The typical representative of the NV Link interface type GPU is NVIDIA V100, which uses SXM2 interface. There is an interface of SXM3 on DGX-2. The GPU servers of the NV Link bus standard can be divided into two categories, one is the DGX supercomputer designed by NVIDIA, and the other is the server with NV Link interface designed by partners. DGX supercomputer not only provides hardware, but also related software and services.
The GPUs with traditional bus interfaces are currently the mainstream products, such as the V100, P40 (P refers to the PASCAL architecture of the previous generation) and P4 of the PCI-e interface, and the latest Turing architecture T4. P4 and T4, which are thin and occupy only one slot, are usually used in Conference. At present, there are mature models for reasoning and recognition.
GPU servers of traditional PCI-e bus can also be divided into two categories. One is OEM servers, such as Dawning, Inspur, Huawei and other international brands; The other type is non OEM servers, including many types. In addition to classification, performance indicators, such as precision, video memory type, video memory capacity, and power consumption, should also be considered when selecting servers. At the same time, some servers need special servers because they need water cooling, noise reduction, or have special requirements for temperature, mobility, and so on.

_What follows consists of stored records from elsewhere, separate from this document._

PR #8915, opened 2019-01-07
Rename bodyMultipart(...) which actually saves a RawBuffer

### LINKED ISSUE #8895: RequestBuilder.bodyMultipart(...) creates wrong body type

mkurz:
Fixes #8895.

Also see #8913 for further details.

I think the name of the method is very confusing because it does not actually save a `MultipartFormData` instance.

### DIFF
--- a/documentation/manual/working/javaGuide/main/upload/code/JavaFileUpload.java
+++ b/documentation/manual/working/javaGuide/main/upload/code/JavaFileUpload.java
@@ -114,7 +114,7 @@ public class JavaFileUpload extends WithApplication {
                         Files.deleteIfExists(file.toPath());
                         return ok("Got: file size = " + size + "");
                     }
-                }, fakeRequest("POST", "/").bodyMultipart(Collections.singletonList(dp), tfc, mat), mat)),
+                }, fakeRequest("POST", "/").bodyRaw(Collections.singletonList(dp), tfc, mat), mat)),
                 equalTo("Got: file size = 3"));
     }
 }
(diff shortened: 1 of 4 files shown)


mkurz:
Isn't it enough that the method is deprecated? I mean if you use an IDE you will see the warning and the IDE will show you the javadoc as well.

renatocaval:
Backported to 2.7.x (39d374de4)

renatocaval:
@mkurz, I asked to document in the migration guide because I thought it was the practice in Play, but @marcospereira confirmed that not all deprecations go into the migration guide. 

Only when a significant code change is required we document it on the guide.

PR #8923, opened 2019-01-09
No need to set header, will be set automatically

mkurz:
There is absolutely no need to set this header here because it will be set in the `body(...)` method anyway
https://github.com/playframework/playframework/blob/8017eb596b9f732a573f37aaf9343cd8fc975b27/framework/src/play/src/main/java/play/mvc/Http.java#L1215-L1216 which itself gets called by the `bodyMultipart(...)` method: https://github.com/playframework/playframework/blob/8017eb596b9f732a573f37aaf9343cd8fc975b27/framework/src/play/src/main/java/play/mvc/Http.java#L1333
(Also that header was wrong actually because it should include the boundary: `multipart/form-data; boundary=...`)


renatocaval:
Backported to 2.7.x (eec5bdae62d4cfac935827e5c57eca7369b735fb)

PR #8925, opened 2019-01-09
Using Files.size(...) should be safer than file.length()

mkurz:
Have a look at the answers here: https://stackoverflow.com/q/7226588/810109
I think it's better and safer to rely on `Files.size(...)`.

### DIFF
--- a/core/play/src/main/java/play/mvc/StatusHeader.java
+++ b/core/play/src/main/java/play/mvc/StatusHeader.java
@@ -456,12 +456,16 @@ public class StatusHeader extends Result {
     if (file == null) {
       throw new NullPointerException("null file");
     }
-    return doSendResource(
-        FileIO.fromPath(file.toPath()),
-        Optional.of(file.length()),
-        Optional.of(file.getName()),
-        inline,
-        fileMimeTypes);
+    try {
+      return doSendResource(
+          FileIO.fromPath(file.toPath()),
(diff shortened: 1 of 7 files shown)


dwijnand:
Hi @mkurz.  We discussed this ticket today (you might have noticed it's the last one in the 2.7.0 milestone!).

We all agreed that it would be better to use Files.size (for the reasons mentioned in that stackoverflow link) but doing so would require reviewing each usage of File#length to understand how it should behave when using Files.size.  Doing so on a case-by-case basis would be time-consuming and there still would be an element of risk, and while the change is good it isn't resolving any immediate or pressing need; it doesn't resolve any performance or security concerns, nor does it unblock any other issues.  We don't want to delay 2.7.0 any further with an RC10, and putting this straight into 2.7.0 would risk having to hot-fix it with a 2.7.1.

As such we're going to retarget this for 2.8.0.

mkurz:
:+1: It's not important for me at all to get this into 2.7. I was just bumping into this stackoverflow question the other day and thought that it would be good to switch to `Files.size(...)`.
However there is no urgency, this can of course wait until 2.8.

dwijnand:
@mkurz want to rebase (or restart) this change?

mkurz:
@dwijnand Yes, I will asap.

mkurz:
@dwijnand Done, ready for review.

When selecting a GPU server, you must first consider the business requirements to select the appropriate GPU model. In HPC high-performance computing, you also need to choose according to the precision. For example, some high-performance computing requires double precision. If P40 or P4 is not appropriate, you can only use V100 or P100; At the same time, there will also be requirements for video storage capacity. For example, computing applications for petroleum or petrochemical exploration have high requirements for video storage; There are also requirements for bus standards, so the selection of GPU model depends on the business requirements.
GPU servers are also widely used in the field of artificial intelligence. In the teaching scene, the requirements for GPU virtualization are relatively high. According to the number of classes, a teacher may need to create 30 or even 60 virtual GPUs from the GPU server. Therefore, batch training requires high GPUs. Generally, V100 is used for GPU training. After model training, reasoning is required, so P4 or T4 is generally used for reasoning, and V100 is also used in a few cases.
When the GPU model is selected, consider which GPU server to use. At this time, we need to consider the following situations:
First, on the edge server, you need to select the corresponding servers such as T4 or P4 according to the quantity, and also consider the server use scenarios, such as railway station checkpoints, airport checkpoints or public security checkpoints; The V100 server may be required for the central side to do the Conference, and the throughput, usage scenarios, quantity, etc. need to be considered.
Second, it is necessary to consider customers' own users and IT operation and maintenance capabilities. For large companies such as BAT, their own operational capabilities are relatively strong, so they will choose a generic PCI-e server; For some customers with less strong IT operation and maintenance capabilities, they pay more attention to numbers and data annotation. We call them data scientists, and the criteria for selecting GPU servers will be different.
Third, we need to consider the value of supporting software and services.
Fourth, consider the maturity and engineering efficiency of the overall GPU cluster system. For example, the GPU integrated supercomputer like DGX has a very mature system that drives Dockers from the bottom operating system to other parts that are fixed and optimized. At this time, the efficiency is relatively high.